Methods §2.2 (L136-L141), §2.5 (L190-L193),

Results §3.3 (L260-L262),

Discussion (L482-L497)

Second, the Discussion emphasizes possible viral persistence and immune-mediated tissue injury in immune-privileged sites. However, no virological testing (e.g., viral RNA or antigen detection) or immunophenotyping was conducted. This gap should be acknowledged more directly, and the pathogenetic hypotheses should be framed as speculative, pending future mechanistic studies.

We agree and have revised the Abstract (Interpretation), Results (§3.3), and Discussion to explicitly acknowledge that we did not perform virological testing or immunophenotyping, and that any pathogenetic interpretations (e.g., antigen persistence or immune-mediated injury) are speculative. We now describe these as hypothesis-generating signals and outline concrete future mechanistic work (targeted virological assays of immune-privileged compartments where ethically feasible, longitudinal imaging/ophthalmic evaluations, and deep immunophenotyping of cryopreserved PBMCs). We also added a strengthened Limitations paragraph reiterating these points.

Where edited:

Abstract (L43-L45)

Results §3.3 (L280-L282),

Discussion (L457-L459) and (L489-493)

Third, some of the observed abnormalities, such as albumin decline and reduced mean platelet volume, are known to be age-associated. Although age-matching was performed, the potential confounding effect of aging remains difficult to disentangle from SUDV-related sequelae. It would be helpful to clarify whether interaction or stratified analyses were performed to address this, and if not, the authors should explicitly acknowledge this limitation.

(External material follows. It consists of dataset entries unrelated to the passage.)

PR #120, opened 2017-08-04
Add base DsAmen CSS, JS, Presenter and factory

BjornTwachtmann:


programmes-developers:

app/Resources/views/base_ds2013.html.twig
```diff
@@ -1,4 +1,4 @@
-<!DOCTYPE html>
+<0!DOCTYPE html>
```
felipeparaujo: What's this 0 for?

src/DsAmen/Core/Vendor/_mq.scss
```diff
@@ -0,0 +1,280 @@
+@charset "UTF-8"; // Fixes an issue where Ruby locale is not set properly
```
BPScott: We already pull in MQ through yarn dependencies, so we don't need to include it within here.

(Previously we included our vendors deps because Amen was pulled in through compser not npm).

See https://github.com/bbc/programmes-frontend/blob/master/src/Ds2013/_ds2013-components.scss#L15 for an example of how we include it

src/DsAmen/Core/Settings/_mixins.scss
```diff
@@ -0,0 +1,105 @@
+// flexbox
```
BjornTwachtmann: Hmm. There's various bits of magic here that deal with fallback options (inline-block fallback for flexbox, some magical stuff for IE10, etc. I will remove the ones that are purely vendor prefixes though

src/DsAmen/Core/Settings/_colors.scss
```diff
@@ -0,0 +1,152 @@
+//
```
BjornTwachtmann: Some of the variables are used in various places. I've commented the unused ones just so they're there for reference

Thank you. We addressed age in three ways: (i) group-level age-matching at enrolment; (ii) age-adjusted partial Spearman correlations for all vital-sign–laboratory pairs; and (iii) sensitivity summaries showing that age adjustment produced minimal change (all previously significant correlations retained; mean |Δr|≈0.02). We have now made this more explicit in the Methods and Results, and we added a new Figure 4C (raw vs age-adjusted r). We did not perform formal group×age interaction tests or age-stratified comparisons due to limited power and risk of unstable estimates; this is now stated plainly in the Limitations.

Where edited:

Methods §2.5 (L194-L198)

Results §3.4 (L339-L343),

Discussion (L509-512)

Thank you for this helpful suggestion. We have now contextualised our survivor cohort against the broader 2000–2001 Gulu SUDV outbreak and clarified potential sources of survivor bias.

Where edited:

Methods §2.1 (L114-L122)

We thank the reviewer for highlighting that terms such as “subclinical phenotype” and “latent immunopathological signatures” could be difficult for non‑specialist readers. We agree and have revised the manuscript to use plainer, explanatory language and to define these concepts at the first relevant mention. We harmonized wording so that references to “subclinical” effects consistently use the same plain‑language definition.

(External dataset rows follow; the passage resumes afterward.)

PR #122, opened 2017-08-07
5732 map

votemike:
Framework for Media Availability Panel https://jira.dev.bbc.co.uk/browse/PROGRAMMES-5732

Only the grid layout is part of this PR, not the contents of the columns.


programmes-developers:

src/Controller/FindByPid/TlecController.php
```diff
@@ -16,12 +18,23 @@
  */
 class TlecController extends BaseController
 {
-    public function __invoke(ProgrammeContainer $programme, ProgrammesService $programmesService)
+    public function __invoke(ProgrammeContainer $programme, ProgrammesService $programmesService, CollapsedBroadcastsService $collapsedBroadcastsService)
     {
         $this->setContext($programme);
 
+        $hasComingSoon = $programme->getOption('coming_soon') || $programme->getOption('comingsoon_textonly');
+        $programmeHasEpisodes = $programme->getAggregatedEpisodesCount() > 0; //@TODO is this correct?
```
votemike: Is this the equivalent of `$this->_controller->context->programme->has_episodes`?

src/DsAmen/Organism/Map/MapPresenter.php
```diff
@@ -0,0 +1,157 @@
...
+
+    /** @var string */
+    private $rightGridClasses = '1/2@gel3b';
+
+    /** @var bool */
+    private $showMiniMap = false;
+
+    public function __construct(ProgrammeContainer $programme, int $upcomingEpisodesCount, ?CollapsedBroadcast $mostRecentBroadcast, array $options = [])
+    {
+        //@TODO What about things that aren't using the 2016 page, such as Being Human http://www.bbc.co.uk/programmes/b01dzwlw
```
votemike: @BPScott What are we doing about pages using the old styling?

src/DsAmen/Organism/Map/MapPresenter.php
```diff
@@ -0,0 +1,157 @@
...
+            $this->rightColumns[] = 'OnDemand';
+            $this->rightColumns[] = 'ComingSoon';
+        } elseif ($this->isWorldNews()) {
+            $this->rightColumns[] = 'LastOn';
+            $this->rightColumns[] = 'Tx';
+        } elseif ($this->mustShowTxColumn($hasComingSoon, $upcomingEpisodesCount, $mostRecentBroadcast)) {
+            $this->mustShowTxColumn = true;
+
+            // Minimap has a different set of widths
+            if ($this->programme->getOption('showMinimap')) { //@TODO showMinimap used to be a function, do I need to recreate that?
```
votemike: @BPScott How should this check work? The old method seemed confusing and convoluted.

src/DsAmen/Organism/Map/MapPresenter.php
```diff
@@ -0,0 +1,157 @@
...
+
+    public function getProgramme(): Programme
+    {
+        return $this->programme;
+    }
+
+    public function getPromo()
+    {
+        /* iVote */
+        //$iVotePanel = $this->_getVote($this->context->programme); //@TODO
```
votemike: Will iVote be done as part of a separate ticket?

src/DsAmen/Organism/Map/map.html.twig
```diff
@@ -0,0 +1,33 @@
+{% set left_classes = build_css_classes({
```
votemike: Should we both with these two build_css_classes or just add them on to $this->leftGridClasses etc... in the Presenter?

src/Controller/FindByPid/TlecController.php
BPScott: Yes, it is

src/DsAmen/Organism/Map/MapPresenter.php
BPScott: We shall be flicking the flagpole that forces all TV TLECs to use the 2016 brand page within the next month or so.
The plan is that once we launch this for TV TLECs then we can update it to add features that radio request, at which point we can sent all TLECs to frontend.

Thus we can build assuming all pages shall use the 2016 style.

src/DsAmen/Organism/Map/MapPresenter.php
BPScott: We would want to force the minimap view (i.e. no images in the MAP) when the page is in vote priority view, so either that needs to be a function in the `Options` object, or have a function in this class that does logic based on the showMiniMap and isVotePriority options.

The name for this option is `brand_2016_layout_use_minimap`, from https://github.com/bbc/programmes-pages-service/blob/master/src/Mapper/ProgrammesDbToDomain/OptionsMapper.php

src/DsAmen/Organism/Map/MapPresenter.php
BPScott: Yes. We currently have no idea how the voting module shall be provided to us, as it is out for tender atm.

src/DsAmen/Organism/Map/map.html.twig
BPScott: If there's nothing conditional (i.e. only add this class is a particular condition is met), there's not much point using build_css_classes. Stick them in the presenter or include them when building out the div (`<div class="grid__item map__item {{map.LeftGridClasses}}">` stylee)

src/DsAmen/Organism/Map/MapPresenter.php
votemike: Should I just leave out any logic to do with voting? Or leave it in but comment it out. Or what? We wouldn't want the logic to get lost.

src/Controller/FindByPid/TlecController.php
```diff
@@ -16,12 +20,21 @@
...
 class TlecController extends BaseController
 {
-    public function __invoke(ProgrammeContainer $programme, ProgrammesService $programmesService)
+    public function __invoke(Request $request, ProgrammeContainer $programme, ProgrammesService $programmesService, CollapsedBroadcastsService $collapsedBroadcastsService)
     {
         $this->setContext($programme);
 
+        $upcomingEpisodesCount = $collapsedBroadcastsService->countUpcomingByProgramme($programme);
+        $mostRecentBroadcast = null;
+        if (empty($upcomingEpisodesCount)) {
```
BPScott: if (!$upcomingEpisodesCount)

src/DsAmen/Organism/Map/MapPresenter.php
```diff
@@ -0,0 +1,176 @@
...
+    private $leftGridClasses = '1/2@gel3b';
+
+    /** @var bool */
+    private $mustShowTxColumn = false;
+
+    /** @var Programme */
+    private $programme;
+
+    /** @var Presenter[] */
+    private $rightColumns;
```
BPScott: initialise to empty array? `private $rightColumns = [];`

I'm not sure what happens you do `$var[] = 1` when `$var` is null but should probably avoid it.

src/DsAmen/Organism/Map/MapPresenter.php
```diff
@@ -0,0 +1,176 @@
...
+    }
+
+    public function showMap(): bool
+    {
+        return $this->showMap;
+    }
+
+    private function isWorldNews(): bool
+    {
+        $masterbrand = $this->programme->getMasterBrand();
```
BPScott: This should be based on the network rather than the masterbrand.

Can be `$this->programme->getNetwork()->isWorldNewsInternational()`?

votemike: There is no isWorldNewsInternational() method...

We believe these changes improve accessibility without sacrificing scientific precision. We appreciate the reviewer’s suggestion.

Summary of changes:

1) Replaced jargon with plain language:

“latent immunopathological signatures” → “subtle immune-related changes detectable only on laboratory testing” (Introduction; see line numbers 95; Methods §2.3 L153 ).
“subclinical phenotype” → “pattern of mild, symptom‑free laboratory changes”

(Results 3.4 and Results 3.4; see line number 354

Discussion; see line numbers 460).

Round 2

Reviewer 1 Report

Comments and Suggestions for Authors

The authors have addressed my questions and I think their edits have greatly improved the manuscript.

Reviewer 2 Report

Comments and Suggestions for Authors

All my comments have been addressed.